Build Secrets

You’ve got secrets to share with your jobs, but these shouldn’t be shared with everyone. Screwdriver provides a mechanism to insert secrets as environment variables. Since secrets are exposed as environment variables, they are easy to use inside builds.

Security

The Screwdriver team takes security very seriously and encrypts all traffic between its various services. User secrets are stored encrypted in our datastore, and their values are only released to those builds that are authorized by the user.

We understand that you, the security-conscious pipeline admin, may not wish to put secrets into pull-request builds, as a malicious pull-requester could expose those secrets without your consent, but still need those secrets as part of the main build. Screwdriver provides an additional flag on secrets, allowInPR (default: false), that is required to be enabled for a secret to be exposed.

Secrets may only be added, modified, or removed by people that are listed as admins of the Git repository associated with a given pipeline. People with “push” privileges may also fetch a list of secrets, but not the secret values.

Configuring a job to expose secrets

A list of allowed secrets are added to your pipeline configuration. Secret keys may only contain A-Z and underscore characters ( _ ) and must start with a letter.

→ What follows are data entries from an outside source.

PR #14890, opened 2016-07-10
feat($http): support sending XSRF token to whitelisted origins

### LINKED ISSUE #7862: Adding XSRF header when request is NOT same origin, but is TRUSTED origin (subdomain)
So this may (probably) just be that I'm not understanding XSRF prevention correctly, so feel free to tell me I'm an idiot. But currently in the code (https://github.com/angular/angular.js/blob/dd1d189ee785a37fe1d9bddf3818152db6aa210a/src/ng/http.js#L883-L893), angular is checking if the requested URL is same origin with `urlIsSameOrigin(config.url)`. If it's not same origin, angular does not add the XSRF header token (`X-XSRF-TOKEN`).

Now, that's all good. Except that I'm requesting `api.example.com` from `example.com`, which fails the same origin check. Should this be allowed? Or does that somehow completely break the XSRF prevention?

gkalpak:
Feature.

The XSRF token header is not set on requests to cross-origin requests. This is usually desired, but there are cases where you want to whitelist specific origins.
See #7862 for context.

It is possible to whitelist specific origins, so requests to URLs on these origins will also have the XSRF token header set.

No.

**Other information**:
Fixes #7862

### DIFF
--- a/src/.eslintrc.json
+++ b/src/.eslintrc.json
@@ -161,6 +161,7 @@
     "urlResolve": false,
     "urlIsSameOrigin": false,
     "urlIsSameOriginAsBaseUrl": false,
+    "urlIsAllowedOriginChecker": false,
 
     /* ng/controller.js */
     "identifierForController": false,
--- a/src/.eslintrc.json
+++ b/src/.eslintrc.json
@@ -161,7 +161,7 @@
     "urlResolve": false,
     "urlIsSameOrigin": false,
     "urlIsSameOriginAsBaseUrl": false,
-    "urlIsAllowedOriginChecker": false,
+    "urlIsAllowedOriginFactory": false,
 
     /* ng/controller.js */
     "identifierForController": false,
--- a/src/ng/http.js
+++ b/src/ng/http.js
@@ -34,7 +34,7 @@ function $HttpParamSerializerProvider() {
    * * `{'foo': {'bar':'baz'}}` results in `foo=%7B%22bar%22%3A%22baz%22%7D` (stringified and encoded representation of an object)
    *
    * Note that serializer will sort the request parameters alphabetically.
-   * */
+   */
 
   this.$get = function() {
     return function ngParamSerializer(params) {
@@ -101,7 +101,7 @@ function $HttpParamSerializerJQLikeProvider() {
    * });
    * ```
    *
-   * */
+   */
   this.$get = function() {
     return function jQueryLikeParamSerializer(params) {
       if (!params) return '';
@@ -261,7 +261,7 @@ function isSuccess(status) {
  *
  * @description
  * Use `$httpProvider` to change the default behavior of the {@link ng.$http $http} service.
- * */
+ */
 function $HttpProvider() {
   /**
    * @ngdoc property
@@ -315,7 +315,7 @@ function $HttpProvider() {
    * - **`defaults.xsrfHeaderName`** - {string} - Name of HTTP header to populate with the
    * XSRF token. Defaults value is `'X-XSRF-TOKEN'`.
    *
-   **/
+   */
   var defaults = this.defaults = {
     // transform incoming response data
     transformResponse: [defaultHttpResponseTransform],
@@ -362,7 +362,7 @@ function $HttpProvider() {
    *
    * @returns {boolean|Object} If a value is specified, returns the $httpProvider for chaining.
    *    otherwise, returns the current configured value.
-   **/
+   */
   this.useApplyAsync = function(value) {
     if (isDefined(value)) {
       useApplyAsync = !!value;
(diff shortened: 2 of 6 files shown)


test/ng/httpSpec.js
```diff
@@ -9,22 +9,17 @@ describe('$http', function() {
...
-  });
+  }));
 
   beforeEach(module({
+    $$cookieReader: function() { return mockedCookies; },
     customParamSerializer: customParamSerializer
   }));
-  beforeEach(module(function($exceptionHandlerProvider) {
-    $exceptionHandlerProvider.mode('log');
-  }));
```
gkalpak: Just refactoring `beforeEach` blocks merging unnecessarily separate blocks.

test/ng/httpSpec.js
```diff
@@ -35,7 +30,6 @@ describe('$http', function() {
       throw 'Unhandled exceptions trapped in $exceptionHandler!';
     }
 
-    $rootScope.$digest();
```
gkalpak: Not necessary. `$httpBackend.verifyNoOutstandingExpectation()` will do a $digest first anyway (unless called with `false`, which is not the case here).

test/ng/httpSpec.js
```diff
@@ -784,18 +778,6 @@ describe('$http', function() {
...
-      it('should not set XSRF cookie for cross-domain requests', inject(function($browser) {
-        mockedCookies['XSRF-TOKEN'] =  'secret';
-        $browser.url('http://host.com/base');
-        $httpBackend.expect('GET', 'http://www.test.com/url', undefined, function(headers) {
-          return isUndefined(headers['X-XSRF-TOKEN']);
-        }).respond('');
-
-        $http({url: 'http://www.test.com/url', method: 'GET', headers: {}});
-        $httpBackend.flush();
-      }));
```
gkalpak: The XSRF tests where moved to a "dedicated" `describe('XSRF')` block.

Narretz:
LGTM but needs a rebase

gkalpak:
Rebased. PTAL

Narretz (changes requested):
Only a few cosmetic changes requested, otherwise LGTM

src/.eslintrc.json
```diff
@@ -161,6 +161,7 @@
     "urlResolve": false,
     "urlIsSameOrigin": false,
     "urlIsSameOriginAsBaseUrl": false,
+    "urlIsAllowedOriginChecker": false,
```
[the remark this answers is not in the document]
gkalpak: But this one is not like the other functions :grin:
This one returns a function that checks (i.e. returns what one would call `isUrlAllowedOrigin()`).

So, I think naming it `isUrlAllowedOrigin` would be confusing. Open to other naming suggestions.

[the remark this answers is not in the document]
gkalpak: How about `urlIsAllowedOriginFactory()`?

Narretz (approved):

Narretz:
`Factory` is good - I noticed that this wasn't the actual function during the review, but then forgot to change my comment 😅

src/ng/http.js
```diff
@@ -383,9 +383,49 @@ function $HttpProvider() {
...
-   **/
+   */
   var interceptorFactories = this.interceptors = [];
 
+  /**
+   * @ngdoc property
+   * @name $httpProvider#xsrfWhitelistedOrigins
+   * @description
+   *
+   * Array containing URLs whose origins are trusted to receive the XSRF token. See the
```
petebacondarwin: Array containing "origins" that are trusted?
Or if you explicitly accept URLs (but ignore the path etc) then change the name to `xsrfWhitelistedUrls`.

src/ng/http.js
```diff
@@ -383,9 +383,49 @@ function $HttpProvider() {
...
+   * </div>
+   *
+   * @example
+   *
+   * ```js
+   * // App served from `https://example.com/`.
+   * angular.
+   *   module('xsrfWhitelistedOriginsExample', []).
+   *   config(['$httpProvider', function($httpProvider) {
+   *     $httpProvider.xsrfWhitelistedOrigins.push('https://api.example.com/');
```
petebacondarwin: Note that the `/` at the end of the URL is part of the path and not the origin.

src/ng/urlUtils.js
```diff
@@ -109,37 +110,66 @@ function urlIsSameOriginAsBaseUrl(requestUrl) {
...
+   * based on a list of whitelisted-origin URLs. The current location's origin is implicitly
+   * trusted.
+   *
+   * @param {string|Object} requestUrl - The URL to be checked (provided as a string that will be
+   *     resolved or a parsed URL object).
+   *
+   * @returns {boolean} - Whether the specified URL is of an allowed origin.
+   */
+  return function urlIsAllowedOrigin(requestUrl) {
+    var parsedUrl = isString(requestUrl) ? urlResolve(requestUrl) : requestUrl;
```
petebacondarwin: Not related to this PR but perhaps we should change `urlResolve` to be a `noop` if the `url` is already parsed (i.e. not a string)? This would save some of this boilerplate here and further down.

test/ng/httpSpec.js
```diff
@@ -2266,6 +2208,139 @@ describe('$http', function() {
   });
 
 
+  describe('XSRF', function() {
+    var $http;
+    var $httpBackend;
+
+    beforeEach(module(function($httpProvider) {
+      $httpProvider.xsrfWhitelistedOrigins.push('https://whitelisted.example.com/');
```
petebacondarwin: Note that the trailing slash is ignored. Should we have tests for URLs with different paths - to demonstrate that they are ignored?

petebacondarwin (approved):

src/ng/http.js
gkalpak: I do want to explicitly accept URLs (but ignore the path etc), but I think `xsrfWhitelistedUrls` will be misleading in that case. It would sound like you can whitelist specific URLs.

How about I change the description to _"...containing origins that are trusted..."_ and keep the name as is (and also mention below that path etc will be ignored)?

gkalpak:
@petebd, PTAL.

petebacondarwin (approved):

src/ng/http.js
petebacondarwin: Changing the description works for me.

In the below example, an NPM_TOKEN secret is added to the publish job:

publish:
    steps:
        - publish-npm: npm publish
    secrets:
        # Publishing to NPM
        - NPM_TOKEN

You may add secrets to any jobs you wish.

Secrets in pull-requests

For your own security, we don’t recommend exposing secrets to pull-request builds. Pull-request jobs can be created with modified screwdriver.yaml files including changes to the secrets configuration.

Pull-requests operate essentially as copies of the main job. The main job can be set up to use a secret, and does not expose that secret to pull-requests by default.

main:
    steps:
        - my-step: maybeDoSomethingWithASecret.sh
    secrets:
        - MY_SECRET

When a secret is created via the UI, or API, enabling allowInPR will cause that secret to be available to pull-request builds, if those secrets are also configured to be exposed in the main job.

User Interface

The easiest way to create a secret for your pipeline is via the Screwdriver UI. Secrets UI

Creating Secrets

Click on the Options tab in the pipeline page, then enter the key and value in the inputs in the grey box, and click the Add button. A checkbox is provided to allow you to enable allowInPR. You can also optionally toggle the eye icon in the Value box to see what you have entered.

Updating Secrets

A secret’s original value is never delivered to the UI, but values of secrets may be updated in the UI by adding a new value in the text field next to the appropriate key name and clicking the update button.

Deleting secrets

Individual secrets may be removed by clicking the Delete button.